Endlessly scrolling for what to watch on streaming platforms? With the glut of exciting video content online today, finding the perfect gem can be daunting. To decide what we feel like watching, we often look for short video summaries: a dramatic action-packed trailer, a funny montage, or an emotional cliffhanger that leaves us wanting more.
To grab viewers' attention, most video previews feature carefully-selected snippets of standout moments. These summaries are often put together by human editors to sum up the content’s narrative or emotional beats.

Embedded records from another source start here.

PR #8960, opened 2026-08-28
perf(codegen): for-of over a Map reads its entries inline (ECS round 4 follow-up)

proggeramlug:
One codegen mechanism (the second of the two follow-ups agreed after round 4), cut from current main. Suites on the isolated perrymaster gate: codegen lib (1338, incl. the new `map_entry_reads_are_inline_with_the_helper_as_the_fallback`) + `native_proof_regressions` (280). Paired measurement on the `codehz/ecs` "5k entities: 3 commands each + sync" row (idle Mac mini, alternating pairs, control = the branch's merge base) follows in a comment.

- **`for (const [k, v] of map)` reads its entries inline.** Each iteration of the desugared loop read its key and its value through `js_map_entry_key_at` / `js_map_entry_value_at`, and each of those resolved the receiver again (`clean_map_ptr`: tag, magnitude, header, subclass redirect) to read one word of a flat buffer — two calls and two resolutions per entry, 0.8% of the ECS frame on its per-frame grouping map. `lower_map_entry_at_inline` decides the common receiver from the same facts the resolver would establish — a NaN-boxed heap pointer above the handle band whose header is `GC_TYPE_MAP` and not forwarded — re-reads `size` and `entries` on every read (the body may `set`/`delete` and grow or compact the buffer; the receiver itself is re-read from its root by the rooted-operand group), bounds-checks the index and loads the slot. Every other shape — a `class X extends Map` instance, a plain object, an out-of-range or negative index, a handle — takes the runtime helper exactly as before, so the two paths are equivalent by construction.

## Summary by CodeRabbit

  * Improved Map iteration performance by reading keys and values more efficiently during entry access.
  * Added safe fallback behavior for unsupported Map shapes and invalid indexes.

* **Tests**
  * Added coverage validating optimized Map entry reads, bounds checking, and fallback behavior.

* **Documentation**
  * Added a changelog entry describing the Map iteration performance improvement.

### DIFF
--- a/changelog.d/8960-map-entry-inline.md
+++ b/changelog.d/8960-map-entry-inline.md
@@ -1,0 +1,1 @@
+- **codegen:** `for (const [k, v] of map)` reads each entry's key and value inline from the Map's flat buffer (a `GC_TYPE_MAP` header test, a live-size bounds check and one load) instead of two runtime calls that each re-resolved the receiver; subclass instances, plain objects and out-of-range indices keep the runtime helpers.
--- a/crates/perry-codegen/src/expr/arrays_finds.rs
+++ b/crates/perry-codegen/src/expr/arrays_finds.rs
@@ -75,6 +75,117 @@ use super::{
 // unsound the moment one of them was edited.
 use super::index_get::numeric_index_has_integer_array_index_proof;
 
+/// `for (const [k, v] of map)` entry read, inline.
+///
+/// Each iteration of the desugared loop read its key and its value through
+/// `js_map_entry_key_at` / `js_map_entry_value_at`, and each of those
+/// resolved the receiver again (`clean_map_ptr`: tag, magnitude, header,
+/// subclass redirect) to read one word of a flat buffer — two calls and two
+/// resolutions per entry, 0.8% of an ECS frame on its per-frame grouping
+/// map. The lowering here decides the common receiver from the same facts the
+/// resolver would establish — a NaN-boxed heap pointer above the handle band
+/// whose header is `GC_TYPE_MAP` and not forwarded — re-reads `size` and
+/// `entries` on every read (the body may `set`/`delete` and grow or compact
+/// the buffer, and the receiver itself is re-read from its root by the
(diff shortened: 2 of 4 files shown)


proggeramlug:
Merged. The hazard with an inline read inside a `for-of` body is that the body is user JS — it can `set`/`delete` and grow or compact the buffer, and it is a collection point. That is handled: `size` and `entries` are re-read on every read, the header is checked `GC_TYPE_MAP` and not-forwarded, the index is bounds-checked against the *live* size, and the receiver itself is re-read from its root by the rooted-operand group. Subclass instances, plain objects and out-of-range indices keep the runtime helpers, so the inline tier only ever takes receivers it has just proven.

Validation: codegen 1338/0 including the new `map_entry_reads_are_inline_with_the_helper_as_the_fallback`, runtime 2773/0, `native_proof_regressions` 280/0; `scripts/run_lint_gates.sh` 57 of 58 with the compile tier green — the exception is the pre-existing `\${{ }}` artifact (#8929).

proggeramlug:
Measurement receipt (post-merge, for the record).

Quiet Mac mini, paired alternating runs, control = base `628527833`, candidate = this head, row `5k entities: 3 commands each + sync (15k total commands)`, `--repeat 64 --measured-rounds 6`:

| run | control | candidate | improvement | wins | oracles |
|---|---|---|---|---|---|
| 9-pair screen | 3.191 ms | 3.174 ms | **+0.56%** | **9/9** | 18/18 |
| 15-pair confirm | 3.190 ms | 3.174 ms | **+0.51%** | **15/15** | 30/30 |

Local merge gate on the Linux build host (perrymaster, 361 s): perry-runtime 2752 passed / 0 failed, perry-codegen 1338 / 0 (including the new `map_entry_at` test), native_proof_regressions 280 / 0, perry-transform 119 / 0, `cargo fmt` PASS, and the ratchet replay vs the merge base flat (unrooted-local 576 → 576, raw-handle baseline 967 → 967, no module ceiling raised).

PR #8963, opened 2026-08-28
fix(runtime): restore method-value receiver snapshots

### LINKED ISSUE #8955: release blocker: method-value snapshot loses receiver after property replacement
## Release evidence

The local Linux preflight found a deterministic release-gate failure in method-value snapshot behavior.

- Current main candidate: 23a211383ed62315ee6f6b68fb380b9b760a7cda
- Full 12-shard preflight candidate: a1e44c5df8e58e207b72752d1aa1e5bd9c1e91bf
- Focused test: test_parity_method_value_snapshot_bind
- The failure reproduces serially on current main.
- The earlier full sweep produced the same failure.

The fixture requires this Perry invariant from merged PR #4548:

    const captured = this.m;
    this.m = "SHADOW";
    captured(); // must retain the original receiver and return "C:t"

Current Perry instead returns C:undefined, causing:

    Error: this-snapshot regressed: C:undefined

There is also an oracle problem: Node correctly treats a plain extracted method as unbound and throws a TypeError for this fixture. Therefore this intentional Perry snapshot contract cannot use Node output as its oracle. The fixture must be classified as expected-output if the #4548 behavior remains the intended contract.

The known-failure entry calls this a #4548 recurrence and categorizes it as bug-stale. There is no open issue tracking it. The shard allowlist permits it, but aggregate gates reject it:

- parity threshold: parity/method_value_snapshot_bind is 0.0% below the 100.0% threshold
- matrix trend: status parity_fail is outside the baseline status pass; diff_lines is 15 above 0

## Reproduction

On Linux at current main with the pinned repository toolchain:

    ./run_parity_tests.sh --filter test_parity_method_value_snapshot_bind

## Required fix

- Restore the intended #4548 bound method-value snapshot behavior so the captured method retains its receiver after the own property is replaced.
- Convert the fixture to an explicit expected-output oracle whose successful result is OK.
- Keep the self-bind own/inherited, captured snapshot, arrow override, and plain Function.bind cases live.

Do not solve this by lowering the aggregate threshold or allowlisting the current failing output.

## Acceptance criteria

- The focused fixture passes deterministically on Linux with expected output OK.
- Runtime/codegen regression coverage proves the captured receiver survives own-property replacement.
- The test entry is removed from test-parity/known_failures.json.
- The aggregate threshold no longer sees a parity failure for this test.
- The intentional Node/Perry output difference is represented explicitly in the parity-matrix baseline/tooling rather than hidden.

proggeramlug:
## Summary

- restore the intentional Perry receiver snapshot for `this.method` value reads without changing canonical identity for ordinary `obj.method` reads
- preserve own-property arrow overrides while dispatching an already-captured method through the class vtable after replacement
- convert `test_parity_method_value_snapshot_bind` to an explicit `OK` expected-output oracle, remove its known-failure entry, and baseline the intentional Node/Perry matrix diff
- add runtime and codegen regression coverage

No version bump is included.

## Testing

- `./run_parity_tests.sh --filter test_parity_method_value_snapshot_bind` — PASS, 1/1, 100.0%
- `cargo test -p perry-runtime --lib object::tests::this_method_snapshot_survives_own_property_replacement -- --exact`
- `cargo test -p perry-codegen --test native_proof_regressions this_method_value_uses_receiver_snapshot_bind -- --exact`
- `cargo test -p perry-codegen --lib` — 1337 passed, 1 ignored
- `python3 -m unittest tests/test_parity_matrix_trend.py`
- `python3 scripts/parity_threshold_gate.py --report test-parity/reports/latest.json --check ...` — 100.0%
- `python3 scripts/parity_matrix_trend.py --report test-parity/reports/latest.json --check ...` — pass with the explicit 14-line baseline

Closes #8955

## Summary by CodeRabbit

- **Bug Fixes**
  - Method values accessed through `this` now preserve their original receiver and behavior when instance properties are later replaced.
  - Existing own-property overrides continue to take precedence when read before binding.
  - Prevents previously captured method values from unexpectedly switching to newer replacements.

- **Tests**
  - Added regression coverage for stable method snapshots and receiver behavior.
  - Promoted the method-value parity test from a known failure to a passing baseline.


proggeramlug:
Merged.

**One fix pushed:** the new `this_method_snapshot_survives_own_property_replacement` declares a test-local `const CLASS_ID: u32 = 0x8955`. `scripts/class_id_collisions.py` matches on the **name**, so a second `CLASS_ID` with a different value from the real mirror in `class_registry/state.rs` reads to that gate as cross-crate mirror drift — and it was red. Renamed to `SNAPSHOT_CLASS_ID` with a comment saying why, since the next person writing a test here will hit the same thing.

**On the ratchet changes** — this is a net debt reduction rather than a loosening. The deleted `known_failures` entry is `category: bug-stale` and its own text says *"Remove this entry when method-value snapshots are fixed"*, so the fix retires it exactly as instructed; the added matrix baseline is a single measured 14-line ceiling with #8955 provenance, covering the intentional Node/Perry difference for a test that now passes against an explicit oracle.

**Validation** — runtime 2774/0, codegen 1338/0, `native_proof_regressions` 281/0 (`RUST_TEST_THREADS=1`); `scripts/run_lint_gates.sh` 57 of 58 with the compile tier green after the rename — the exception is the pre-existing `\${{ }}` artifact (#8929). I did not re-run the parity filter you reported; the runtime and codegen regressions cover the mechanism directly.

PR #8965, opened 2026-08-28
perf(runtime,codegen): SSO computed keys + megamorphic write stub cache (dynamic-property overwrite 5.3×)

proggeramlug:
Computed string keys (`o["k" + i]`) stopped defeating every property cache in the pipeline.

**Dynamic-property overwrite loop: ~450 ms → ~86 ms (5.3×)**, 8/8 interleaved A/B pairs at stable load; node on the same host runs it in 28–30 ms, so this workload goes from ~16× node to **~3.0× node**. A second 10/10 run under heavy co-tenant load (everything inflated ~1.8×) reproduced the same ratio. Binary size **+4 KB (+0.04%)** — runtime-side, no generated-code growth.

### Two changes that only pay off together

**1. `js_string_concat_value_box` — SSO result when it fits.** The fused string+number concat now returns an inline SSO immediate for results of ≤ 5 ASCII bytes instead of always minting a `StringHeader`. That removes a heap allocation per iteration from the hot `"prefix" + i` shape, but the bigger effect is that the result's *bits* become content-stable, so caches that compare key values can hit. ASCII-only, for the same `utf16_len` soundness reason as `js_string_concat_box`'s existing SSO arm.

**2. A megamorphic stub cache for dynamic string-keyed writes.** A site's inline IC holds `DYN_IC_WAYS = 3`; a loop rotating 500 computed keys through it evicts permanently and pays the full miss walk every write. Added a thread-local 4096-way direct-mapped cache keyed on `(shape_token, key_bits)` — V8's megamorphic stub pattern — probed after the per-site ways miss and fed at every prime site, **including for overflow slots** (a wide object keeps every data property there, so gating on the inline region would starve the cache for exactly the receivers it exists for).

Supporting: the SSO→heap materialization every `*const StringHeader` consumer crosses now interns instead of minting, so a computed key's *address* is stable too and address-keyed read plans can hit; short heap keys are folded to their SSO bits before keying.

### Safety

The stub stores **only content-derived bits, never an address**; keys that don't fit the inline form are rejected rather than cached under their pointer. This is load-bearing, not conservatism: `dyn_ic_try_store` revalidates the receiver's current shape token, blocking flags and slot bound on every hit, but it confirms the *shape*, not that the cached *slot* belongs to this *key*. A pointer-keyed entry could be primed, evicted from the (direct-mapped, evict-on-collision) intern table, collected, and its address recycled by an unrelated string whose write would hit the stale entry and overwrite the wrong slot. Content-only keying removes that class entirely and leaves the table holding no GC roots (registered in `gc_runtime_root_holders.json` with that verdict).

### Method note — two wrong verdicts before the right one

The stub alone measured as a **wash, twice**, and no profile explained why. Counters did, in two stages:

- 600k inserts, 1.2M probes, **0 hits**. Splitting the probe-miss counter by cause (empty / token / key) showed 99% key-mismatch: the keys were fresh heap pointers each iteration, so a value-keyed cache could never hit at any capacity.
- After the SSO fix: still only 9,584 hits of 1.19M. The way index XOR'd the **low** bits, and an SSO key's low bits are its **first byte** — `"k0".."k499"` collapsed onto 125 ways with buckets 10 deep, evicting each other continuously. Multiplicative mixing over the top bits gives 480/500 distinct ways, and that single change is what produced the 5.3×.

### Verification

- `perry-runtime` **2774 passed / 0 failed**; `perry-codegen` **1340 passed / 0 failed**.
- Differential vs node on computed-key behaviour — delete/re-add key ordering, `Map`/`Set` keys, the 5→6 byte SSO boundary, non-ASCII, floats, negatives, 1e21, numeric-looking keys: **byte-identical output**.
- Two codegen IR tests updated to expect the `_box` twin; their intent (fused concat, no tag test) is unchanged.

`benchmarks/bench_populated_delete.ts` (the ~200× populated-delete gap) is unaffected by this path and remains open for dictionary mode.

## Summary by CodeRabbit

- **Performance**
  - Improved dynamic property writes using computed string keys, reducing repeated write overhead.
  - Short string concatenation can now avoid heap allocation in common cases.
  - Reused equivalent short-string values to improve cache effectiveness.

- **Diagnostics**
  - Added an optional hardened allocator mode for investigating memory-related issues.

### DIFF
--- a/changelog.d/8952-sso-computed-keys-write-stub.md
+++ b/changelog.d/8952-sso-computed-keys-write-stub.md
@@ -1,0 +1,52 @@
+Computed string keys (`o["k" + i]`) stopped defeating every property cache in
+the pipeline: **the dynamic-property overwrite loop goes from ~450 ms to
+~86 ms — 5.3×**, 8/8 interleaved A/B pairs at stable load, against 28–30 ms
+for node on the same host (so ~16× node → ~3.0× node). Binary size +4 KB
+(+0.04%); no generated-code growth.
+
+Two changes that only pay off together.
+
+**1. `"str" + n` returns SSO when the result fits.** The fused concat's
+NaN-box-returning twin (`js_string_concat_value_box`) assembles results of ≤ 5
+ASCII bytes as an inline SSO immediate instead of a fresh `StringHeader`. That
+removes one heap allocation per iteration from the hot `"prefix" + i` shape —
+but the bigger effect is that the result's BITS become content-stable: `"k" +
+42` now yields the identical `f64` every evaluation, so every downstream cache
+that compares key *values* can finally hit. ASCII-only, for the same
+`utf16_len` soundness reason as `js_string_concat_box`'s existing SSO arm.
+
+**2. A megamorphic stub cache for dynamic string-keyed writes.** A dynamic
+write site's inline IC holds `DYN_IC_WAYS = 3`; a loop rotating 500 computed
+keys through one site evicts permanently and pays the full miss walk on every
+write. Added a thread-local 4096-way direct-mapped cache keyed on
+`(shape_token, key_bits)` — V8's megamorphic stub pattern — probed after the
+per-site ways miss and fed at every prime site, including for overflow slots
+(a wide object keeps *every* data property there, so gating on the inline
+region would starve the cache for exactly the receivers it exists for).
+
+Supporting: the SSO→heap materialization every `*const StringHeader` consumer
+crosses now interns instead of minting, so a computed key's ADDRESS is stable
+too and the address-keyed read plan can hit; short heap keys are folded to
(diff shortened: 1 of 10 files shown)


proggeramlug:
Merged (batched with #8966). The two changes do depend on each other — an SSO result from the fused concat is what lets the megamorphic write stub cache hit at all — and both are additive fast paths with the existing routes as the fallback.

Validation: codegen 1341/0, runtime 2779/0 (`RUST_TEST_THREADS=1`); evac failing set 16, the pre-existing one; `scripts/run_lint_gates.sh` 57 of 58 with the compile tier green — the exception is the pre-existing `\${{ }}` artifact (#8929).

The 5.3× is not re-measured here.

Software engineers have built algorithms to try and automate the video summarisation process. However, many machine learning (ML) models either need large, thoroughly-labelled datasets, or struggle to pick video segments from unlabelled data that would interest human viewers.
“It’s hard to define ‘interesting’ elements in a video; a segment that interests one person might bore another,” said Wai Cheong Lew, an A*STAR Postgraduate Scholarship recipient in computer science.
To build an ML model that can better account for human emotional responses when creating video summaries, Lew and colleagues at A*STAR’s Institute for Infocomm Research (I2R), Nanyang Technological University (NTU), and Singapore Management University (SMU) proposed a novel training method. Instead of training video datasets with manual annotations on ‘interesting’ segments—which can be subjective and costly—they hypothesised that a dataset of viewers’ brain signals while watching videos may serve the same purpose.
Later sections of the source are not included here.